Ford Authority

Ford Rival GM Deals With AV Scandal As Cruise CEO Departs

Last year, Ford announced that it was shutting down Argo AI, a self-driving commercial vehicle company that it had invested heavily in over the past few years. While this decision seemed a bit surprising at first, the automaker’s reasoning for doing so was that it had come to the determination that Level 4 and Level 5 autonomous driving tech isn’t expected to become profitable for a long time, so instead, FoMoCo decided to focus its efforts on Level 2 and Level 3 driver aids. Since then, Ford has created a new company to do just that – Latitude AI – which employs former Argo AI engineers and uses its facilities, to boot. Meanwhile, Ford’s rival General Motors has been working on developing its own autonomous tech via its own separate entity, though Cruise CEO and founder Kyle Vogt recently announced that he was departing the company, according to GM Authority.

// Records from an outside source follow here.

PR #6416, opened 2025-08-29
feat: check against urls with path

imblue-dabadee:
## Checklist


eslint-warning-thresholds.json
AugmentedMode, line 1: We shouldn't be modifying this file should we ?

packages/phishing-controller/src/utils.ts
```diff
@@ -262,6 +530,71 @@ export const matchPartsAgainstList = (source: string[], list: string[][]) => {
...
+ * @param url - the url to check.
+ * @param urlPaths - the paths to check.
+ * @returns true if the hostname and path exists in the path list, false otherwise.
+ */
+export const doesURLPathExist = (
+  url: string,
+  urlPaths: Record<string, Record<string, Record<string, string[]>>>,
+) => {
+  const urlWithProtocol = url.startsWith('http') ? url : `https://${url}`;
+  const { hostname, pathname } = new URL(urlWithProtocol);
```
AugmentedMode: `new URL()` throws on bad input. Should we wrap this with a try/catch?

packages/phishing-controller/src/PhishingController.ts
```diff
@@ -132,6 +136,7 @@ export type PhishingStalelist = {
 export type PhishingListState = {
   allowlist: string[];
   blocklist: string[];
+  blocklistPaths: Record<string, Record<string, Record<string, string[]>>>;
```
AugmentedMode: What do you think about a type like this instead for better readability 

```
type PathBlockNode = {
  isBlocked: boolean;          
  blockAllSubpaths: boolean;    
  children: Record<string, PathBlockNode>;  
};

type BlocklistPaths = Record<string, PathBlockNode>;  

```

eslint-warning-thresholds.json
mcmire: Hey there! This file gets automatically updated when you run `yarn lint`, it's okay to modify and commit this. The goal of this file is to track how many lint warnings there are so we can slowly remove them (it's a tech debt kind of thing). Only thing I would say is that the numbers in this file should go down.

packages/phishing-controller/src/utils.ts
```diff
@@ -48,6 +49,24 @@ const splitStringByPeriod = <Start extends string, End extends string>(
   ];
 };
 
+export const getHostnameAndPathComponents = (
```
AugmentedMode, line 52: Do we need to decode path urls ? 

for example lots of path urls can look like this `%70%61`. Would decoding this so that we can do the check better solve this or is this a non issue?

packages/phishing-controller/src/PhishingController.ts
```diff
@@ -139,6 +145,9 @@ export type PhishingStalelist = {
  * type defining the persisted list state. This is the persisted state that is updated frequently with `this.maybeUpdateState()`.
  * @property allowlist - List of approved origins (legacy naming "whitelist")
  * @property blocklist - List of unapproved origins (legacy naming "blacklist")
+ * @property blocklistPaths - List of unapproved origins with paths (hostname + path, no query params).
+ * The first key is hostname+first path segment. The second key is the second path segment.
+ * The value of the second key is an array of blocked third path segments. We only store up to three path segments deep.
```
AugmentedMode: In this doc string you mentioned we can only store up to three paths, however in this function `insertToTrie` I do not see a limit of three path segments. Is this intended?

packages/phishing-controller/src/PhishingDetector.ts
```diff
@@ -158,6 +160,22 @@ export class PhishingDetector {
...
     const source = domainToParts(fqdn);
 
+    for (const { blocklistPaths, name, version } of this.#configs) {
+      if (!blocklistPaths || Object.keys(blocklistPaths).length === 0) {
+        continue;
+      }
+      const pathMatch = isTerminalPath(url, blocklistPaths);
+      if (pathMatch) {
+        return {
+          match: domainPartsToDomain(source), // TODO: revisit this. do we want to return the path?
```
AugmentedMode: TODO - what should be done here ?

packages/phishing-controller/src/PhishingController.ts
```diff
@@ -116,18 +119,21 @@ export type C2DomainBlocklistResponse = {
...
- * @property version - Stalelist data structure iteration.
+ * allowlist - List of approved origins.
+ * blocklist - List of unapproved origins (hostname-only entries).
+ * blocklistPaths - List of unapproved origins with paths (hostname + path entries).
+ * fuzzylist - List of fuzzy-matched unapproved origins.
+ * tolerance - Fuzzy match tolerance level
+ * lastUpdated - Timestamp of last update.
+ * version - Stalelist data structure iteration.
  */
 export type PhishingStalelist = {
```
AugmentedMode, line 137: Why are we making this change ?

packages/phishing-controller/CHANGELOG.md
```diff
@@ -7,6 +7,12 @@ and this project adheres to [Semantic Versioning](https://semver.org/spec/v2.0.0
 
 ## [Unreleased]
 
+### Added
+
+- Add path-based blocking [#6416](https://github.com/MetaMask/core/pull/6416)
```
AugmentedMode, line 12: Should we include the new tree structure and whitelistPaths in this changelog?

packages/phishing-controller/src/PathTrie.ts
```diff
@@ -0,0 +1,169 @@
...
+};
+
+/**
+ * Check if a URL is a terminal path i.e. the last path component is a terminal node.
+ *
+ * @param url - The URL to check.
+ * @param pathTrie - The trie to check the URL in.
+ * @returns True if the URL is a terminal path, false otherwise.
+ */
+export const isTerminalPath = (url: string, pathTrie: PathTrie): boolean => {
```
AugmentedMode: say `example.com/path` is added to the tree. 

if `example.com/path/hello` is being checked here will it return true? meaning it is blocked ?

packages/phishing-controller/src/PhishingController.ts
imblue-dabadee: Oop, good catch, this is outdated

packages/phishing-controller/src/PhishingController.ts
imblue-dabadee: Reduce lint warnings

packages/phishing-controller/CHANGELOG.md
imblue-dabadee: Ok, should add:
- `whitelistPaths` since that is going to be exported now in the `PhishingControllerState`
- `blocklistPaths` to `PhishingListState` (which is also included within `PhishingControllerState`.

AugmentedMode (approved):
LGTM thanks for fixing all comments!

This was actually Vogt’s second stint as Cruise CEO, as he took back over the reigns in December 2021 following Dan Amman’s departure. Interestingly, the company will move forward by splitting CEO duties between two individuals – Mo Elshenawy – current Cruise Executive Vice President of Engineering who will assume the title of President and Chief Technology Officer – and Craig Glidden – who is currently GM’s Executive Vice President of Legal and Policy and a Cruise board member, but will now take on the title of President and Chief Technology Officer and Vice Chairman of Cruise’s board.

What makes Vogt’s resignation as Cruise CEO more interesting, however, is that the company has faced its fair share of bad press recently. An autonomous Cruise vehicle trapped and drug a pedestrian down the road this past October after that person was hit by another vehicle, while the company has also been facing an investigation from the National Highway Traffic Safety Administration (NHTSA) and a California DMV driverless permit suspension as a result.


Following all of this, Cruise decided to suspend all of its autonomous rides in as it continues to investigate what went wrong in the aforementioned case, and recently issued a recall designed to update the collision detection system in its robotaxis. “The results from our ongoing review will inform additional next steps as we work to build a better Cruise centered around safety, transparency, and trust,” the company said in a statement.

We’ll have more on everything Ford’s competition is up to soon, so be sure and subscribe to Ford Authority for 24/7 Ford news coverage.

Brett's lost track of all the Fords he's owned over the years and how much he's spent modifying them, but his current money pits include an S550 Mustang and 13th gen F-150.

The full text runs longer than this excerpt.